_Task details_
Below are records. Copy every line with "elapsedMs" in it.

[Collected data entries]
######

PR #531, opened 2026-07-03
perf(ai): batch streaming and status updates

JustYannicc:
## What changed
- Batches visible AI chat stream updates through a small stream buffer and forces final flushes before completion, error persistence, cancellation, and mode transitions.
- Batches Cursor Prompt streamed result rendering while keeping the authoritative result ref current for apply/finalization.
- Batches Raycast compatibility `useAI` streaming data updates with frame/timer scheduling and synchronous terminal flushes.
- Coalesces Whisper.cpp, Parakeet, and Qwen3 AI model status polling into one poll tick with semantic equality guards before React state updates.

## Why
Streaming AI text and settings model status polling previously caused renderer-visible state updates once per token/chunk or once per individual status poll. That created avoidable React work during long responses and while the AI settings tab sat open. The new helpers preserve authoritative data immediately while reducing visible updates to flush cadence or actual semantic status changes.

## Compatibility impact
No IPC contracts, public hook return shapes, user-facing strings, or locale files changed. Chat and Cursor Prompt still flush final content before persistence/apply, stream errors still surface with the accumulated text, cancellation/abort paths clear pending repaint work, `useAI` still calls `onData` with the final full text, and model download progress still updates because progress fields participate in equality checks.

## How tested
- `node scripts/test-ai-chat-stream-batching.mjs` passed; baseline 240 chunks -> 240 visible updates / 240 layout measurements / 267,795 simulated markdown chars, batched burst -> 1 visible update / 1 layout measurement / 2,290 simulated markdown chars.
- `node --test scripts/test-cursor-prompt-stream-batching.mjs` passed; baseline 500 chunks -> 500 visible result updates, batched -> 1 visible update, plus final flush/apply-before-visible-flush/cancellation coverage.
- `node --test scripts/test-use-ai-stream-batching.mjs` passed; baseline 600 chunks -> 600 visible updates, batched -> 1 visible update, real hook harness -> 3 renders / 1 visible data update, plus final data/error/abort coverage.
- `node --test scripts/test-ai-model-status-polling.mjs` passed; unchanged 5-tick baseline -> 15 state updates / 15 commits, coalesced unchanged -> 0 updates / 0 commits, all-changing -> 5 updates / 5 commits.
- `pnpm test` passed on this standalone branch: 40 pass / 1 skipped live Electron test.
- `pnpm run check:i18n` completed on this standalone branch; it still reports existing Italian locale gaps unrelated to this PR.
- `git diff --check origin/main..HEAD` passed.
[...]

PR #539, opened 2026-07-03
perf(utils): ignore stale useFetch responses

JustYannicc:
## What changed

- Add a latest-run guard to `useFetch` so older in-flight `window.electron.httpRequest` responses cannot update data, errors, loading state, or callbacks after a newer request starts.
- Invalidate active runs when `execute` flips false or the hook unmounts.
- Refetch function-valued URLs when their resolved initial request URL changes, while skipping duplicate internal rerenders for the same resolved URL/options.
- Add a focused hook harness covering stale `revalidate` responses and function URL request-input changes.

## Why

Rapid `revalidate`, pagination, or request-input changes can leave multiple HTTP requests in flight. Before this patch, an older response could resolve after a newer run and overwrite newer data or invoke stale callbacks.

## Compatibility impact

- `useFetch` return shape and option names are unchanged.
- No abort signal is added to the Electron HTTP request path; stale responses are ignored when they settle.
- Function URL behavior remains conservative: a fresh function identity does not refetch by itself if it resolves to the same initial request URL with the same request options.

## How tested

- Before evidence: `node --test scripts/test-use-fetch-stale-runs.mjs` failed before the hook change because stale data overwrote the latest result, and a changed function URL request input did not start a second request.
- After evidence: `node --test scripts/test-use-fetch-stale-runs.mjs` passes on this PR branch.
- Stack validation from the integration branch: `node --test scripts/test-use-fetch-stale-runs.mjs scripts/test-abortable-promise-hooks.mjs scripts/test-menubar-storage-remounts.mjs scripts/test-raycast-cache-size-index.mjs` passed 20 tests.
- Clean PR branch note: the nearby stack test scripts are not present on current `origin/main` yet, so the focused `useFetch` test was rerun here.
- LSP diagnostics: no TypeScript errors reported for `src/renderer/src/raycast-api/hooks/use-fetch.ts`.

## Stack validation

Draft until the consolidation stack lands. This targets upstream `main` and depends on #530, #531, #532, #533, #534, and #535.

### DIFF
--- a/scripts/test-use-fetch-stale-runs.mjs
+++ b/scripts/test-use-fetch-stale-runs.mjs
@@ -1,0 +1,322 @@
+#!/usr/bin/env node
+
+import test from 'node:test';
+import assert from 'node:assert/strict';
+import fs from 'node:fs';
+import path from 'node:path';
+import vm from 'node:vm';
+import { createRequire } from 'node:module';
+
+const require = createRequire(import.meta.url);
+const ts = require('typescript');
+
+let activeHost = null;
+
+const fakeReact = {
+  useCallback: (...args) => activeHost.useCallback(...args),
+  useEffect: (...args) => activeHost.useEffect(...args),
+  useMemo: (...args) => activeHost.useMemo(...args),
+  useRef: (...args) => activeHost.useRef(...args),
+  useState: (...args) => activeHost.useState(...args),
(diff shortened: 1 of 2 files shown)


JustYannicc:
Superseded by consolidated upstream PR #555.

PR #549, opened 2026-07-03
perf(icons): cache transient missing asset paths

JustYannicc:
## What changed

- Added a bounded 250ms miss cache around renderer icon asset path existence checks before calling synchronous `window.electron.statSync`.
- Kept existing asset URL semantics intact for `sc-asset://`, absolute paths, and extension-relative image filenames.
- Added a focused icon asset harness covering existing asset resolution, late-available assets after the stale window, configured `assetsPath`, and repeated miss measurement.

## Why

Repeated missing icon asset paths can synchronously cross renderer-to-main IPC on every render. The short stale window collapses bursty repeated misses without permanently hiding assets that appear after an initial miss.

## Compatibility impact

Misses can remain stale for up to 250ms. After that window, the next resolution checks the file system again, so newly available assets become visible. The miss cache is bounded to 4096 entries and clears when full.

## Metrics

- Before on the integration worker base: `iterations=10000 statSync=10000 elapsedMs=3.553` for repeated missing relative asset resolution.
- After on this clean PR branch: `iterations=10000 statSync=1 elapsedMs=5.201` for the same repeated missing relative asset resolution.
- Elapsed timings use the cheap local test stub; the representative signal is the synchronous IPC call count reduction.

## How tested

- `node scripts/test-icon-asset-cache.mjs`
- LSP diagnostics on `src/renderer/src/raycast-api/icon-runtime-assets.tsx`: no errors
- `node scripts/test-icon-runtime-file-icon-cache.mjs` passed on the integration worker branch; that script is not present on `origin/main` for this clean PR branch
- `pnpm exec tsc -p tsconfig.renderer.json --noEmit` currently fails on unrelated upstream renderer type errors outside this change

## Stack validation

Clean branch from `origin/main`; only this scoped fix is included.

### DIFF
--- a/scripts/test-icon-asset-cache.mjs
+++ b/scripts/test-icon-asset-cache.mjs
@@ -1,0 +1,169 @@
+#!/usr/bin/env node
+
+import test from 'node:test';
+import assert from 'node:assert/strict';
+import fs from 'node:fs';
+import path from 'node:path';
+import vm from 'node:vm';
+import { createRequire } from 'node:module';
+import { performance } from 'node:perf_hooks';
+
+const require = createRequire(import.meta.url);
+const ts = require('typescript');
+
+function createIconRuntimeHarness() {
+  const moduleCache = new Map();
+  const existingPaths = new Set();
+  let statCalls = 0;
+  let nowMs = 0;
+
+  const windowStub = {
+    electron: {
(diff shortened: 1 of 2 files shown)


JustYannicc:
Superseded by consolidated upstream PR #555.

PR #552, opened 2026-07-03
perf(files): map launcher file result commands by path

JustYannicc:
## What changed

- Builds a first-match `Map` from launcher file result paths to their generated commands.
- Uses that map when assembling root-search file candidates instead of scanning `fileResultCommands` with `.find` for each result.
- Extracts the file-candidate assembly into a focused utility and adds a 3000-result `node --test` harness.

## Why

Launcher file candidate assembly can receive up to 3000 file results. Looking up each result command with `.find` makes that path O(n^2), while a path map keeps the assembly O(n) and preserves the existing path matching behavior.

## Compatibility impact

No launcher behavior is removed. File result order, strict path matching, command data, scoring, and missing-command fallback behavior are preserved. Duplicate command paths continue to use the first command, matching the old `.find` semantics.

## How tested

- Baseline lookup micro-benchmark before the change, 3000 results/commands, 500 iterations: `.find` median 12.214ms (min 11.199, max 55.398), path map median 0.100ms (min 0.083, max 0.656), equal checksum 11445000.
- After lookup micro-benchmark using the exported map builder, 3000 results/commands, 500 iterations: `.find` median 18.121ms (min 17.277, max 31.698), path map median 0.024ms (min 0.023, max 0.324), equal checksum 11445000.
- `node --test scripts/test-launcher-file-result-command-map.mjs` on the clean PR branch: full candidate assembly map median 25.097ms vs find-backed median 45.257ms, equal checksum 99347250.
- `./node_modules/.bin/tsc -p tsconfig.renderer.json --noEmit --pretty false` was run on the clean PR branch and fails on existing `origin/main` renderer type errors unrelated to this file-result lookup change.
- `git diff origin/main --check`

## Stack validation

Clean branch from `origin/main`; this PR is one commit ahead and is not stacked on #530-#535.

### DIFF
--- a/scripts/test-launcher-file-result-command-map.mjs
+++ b/scripts/test-launcher-file-result-command-map.mjs
@@ -1,0 +1,215 @@
+#!/usr/bin/env node
+
+import test from 'node:test';
+import assert from 'node:assert/strict';
+import path from 'node:path';
+import { performance } from 'node:perf_hooks';
+import { build } from 'esbuild';
+
+const root = path.resolve('.');
+const {
+  buildLauncherFileCandidates,
+  buildLauncherFileResultCommandByPath,
+} = await importBundledTs(path.join(root, 'src/renderer/src/utils/launcher-file-candidates.ts'));
+
+async function importBundledTs(absPath) {
+  const result = await build({
+    absWorkingDir: root,
+    entryPoints: [absPath],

######

_Task solution_
- Before on the integration worker base: `iterations=10000 statSync=10000 elapsedMs=3.553` for repeated missing relative asset resolution.
- After on this clean PR branch: `iterations=10000 statSync=1 elapsedMs=5.201` for the same repeated missing relative asset resolution.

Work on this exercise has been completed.